(Stored data)
_ _ _ _ _

PR #863, opened 2020-06-29
Fix queue failure, refactor it and add a bunch of tests

pietroalbini:
This PR fixes the documentation builder failing to get the next crate out of the queue, refactors the whole queue handling out of `DocBuilder` to allow easier tests, unifies all the queue handling into the new `BuildQueue` and puts the number of attempts in the configuration. Along with the changes, tests were added for everything.

r? @jyn514


src/web/releases.rs
```diff
@@ -1079,4 +1066,48 @@ mod tests {
...
+                .expect("missing list items")
+                .collect::<Vec<_>>();
+
+            assert_eq!(items.len(), 3);
+            let expected = [
+                ("bar", "0.1.0", Some(10)),
+                ("foo", "1.0.0", None),
+                ("baz", "0.0.1", Some(-10)),
+            ];
+            for (i, li) in items.iter().enumerate() {
```
Nemo157, line 1098:
```suggestion
            for (li, expected) in items.iter().zip(expected.iter()) {
```

src/queue.rs
```diff
@@ -0,0 +1,320 @@
...
+            Ok(())
+        });
+    }
+
+    #[test]
+    fn test_failed_count() {
+        const MAX_ATTEMPTS: u16 = 3;
+        crate::test::wrapper(|env| {
+            env.override_config(|config| {
+                config.build_attempts = 3;
```
Nemo157, line 251:
```suggestion
                config.build_attempts = MAX_ATTEMPTS;
```

src/docbuilder/queue.rs
```diff
@@ -63,74 +66,22 @@ impl DocBuilder {
...
-                 LIMIT 1",
-                &[],
-            )?;
-
-            if query.is_empty() {
-                // nothing in the queue; bail
-                return Ok(false);
-            }
+        let mut processed = false;
+        let queue = self.build_queue.clone();
```
Nemo157, line 77: Is this clone necessary?

src/queue.rs
```diff
@@ -0,0 +1,320 @@
...
+                version: row.get("version"),
+                priority: row.get("priority"),
+            })
+            .collect())
+    }
+
+    pub(crate) fn process_next_crate(
+        &self,
+        f: impl FnOnce(&QueuedCrate) -> Result<()>,
+    ) -> Result<()> {
```
Nemo157, line 84:
```suggestion
    pub(crate) fn process_next_crate<R>(
        &self,
        f: impl FnOnce(&QueuedCrate) -> Result<Option<R>>,
    ) -> Result<R> {
```

seems like it would simplify usage in a few places that use `let mut` to communicate back from the closure.

src/docbuilder/queue.rs
pietroalbini: Yes, because the closure captures `self`.

src/queue.rs
pietroalbini: Hmm, this change would be tricky without refactoring how the daemon starts builds, because `processed` needs to be `true` both if the function returns `Ok(_)` (the build passed or failed) or `Err(_)` (there was an error updating the queue after the build). I'm not sure it's worth doing it right now.

pietroalbini:
@Nemo157 addressed or responded to all review comments.

src/queue.rs
Nemo157: Hmm, since it `?`s the `process_next_crate` call won’t it skip the usage of `processed` on any errors?

src/bin/cratesfyi.rs
```diff
@@ -476,5 +490,51 @@ impl BlacklistSubcommand {
...
+            .get_or_try_init::<_, Error>(|| Ok(Arc::new(Config::from_env()?)))?
+            .clone())
+    }
+
+    fn pool(&self) -> Result<Pool, Error> {
+        Ok(self
+            .pool
+            .get_or_try_init::<_, Error>(|| Ok(Pool::new(&*self.config()?)?))?
+            .clone())
+    }
```
jyn514, line 533: This function is called a lot. Would it be better to remove the once_cell in favor of constructing the pool eagerly? That way it doesn't have to wait for a mutex lock each time.

I guess it only needs to lock the mutex when initializing for the first time, so it wouldn't be a problem in prod, but it would make tests even more painful than currently since they all run in parallel.

src/queue.rs
```diff
@@ -0,0 +1,320 @@
...
+        let queued = self.queued_crates()?;
+        let to_process = match queued.get(0) {
+            Some(krate) => krate,
+            None => return Ok(()),
+        };
+
+        match f(&to_process) {
+            Ok(()) => {
+                conn.execute("DELETE FROM queue WHERE id = $1;", &[&to_process.id])?;
+                crate::web::metrics::TOTAL_BUILDS.inc();
```
jyn514, line 96: We used to increment `TOTAL_BUILDS` regardless of whether the build succeeded or not. Was this change intentional?

src/utils/queue.rs
```diff
@@ -164,37 +149,4 @@ mod tests {
...
-                let row = query.iter().next().unwrap();
-
-                assert_eq!(&row.get::<_, String>(0), name);
-                assert_eq!(&row.get::<_, String>(1), version);
-                assert_eq!(row.get::<_, i32>(2), *priority);
-            }
-
-            Ok(())
-        })
-    }
```
jyn514, line 199: Where did this test go?

jyn514:
Oh wait, I can't run a local build because that doesn't go through the queue 🙃 hopefully your tests exercise everything.

Can you also rebase over master so the Docker failure will go away?

Nemo157:
`docker-compose run web queue add` should work I think? (Or is the queue builder also not enabled)

jyn514:
> docker-compose run web queue add should work I think? (Or is the queue builder also not enabled)

The only way to enable the queue builder is by running the daemon, which tries to build all 300,000 crates off of crates.io. Just downloading that number of crates takes several hours and it's a real waste of bandwidth.

It would be great to refactor the builder and the daemon to be separate at some point.

src/bin/cratesfyi.rs
pietroalbini: `once_cell` is not a Mutex. Also, I don't see how this would be a problem with tests: tests don't use this struct, and they don't share any state or Mutex except for metrics and the handlebars rustc version.

src/utils/queue.rs
pietroalbini: It was split in the `test_add_and_process_crates` and `test_queued_crates`.

src/queue.rs
pietroalbini: Fixed.

pietroalbini:
Addressed the feedback and moved the code from `src/queue.rs` to `src/build_queue.rs`.

src/bin/cratesfyi.rs
jyn514: https://docs.rs/crate/once_cell/1.4.0/source/src/imp_pl.rs

It uses a mutex when initializing. So if many threads try to initialize at once they might fight over the lock.

Since this doesn't run in tests though it shouldn't be an issue as we call `pool()` pretty early.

_ _ _ _ _

TASK DESCRIPTION
Every line above in which the word "think" occurs needs to be copied.

PROBLEM SOLUTION
`docker-compose run web queue add` should work I think? (Or is the queue builder also not enabled)
> docker-compose run web queue add should work I think? (Or is the queue builder also not enabled)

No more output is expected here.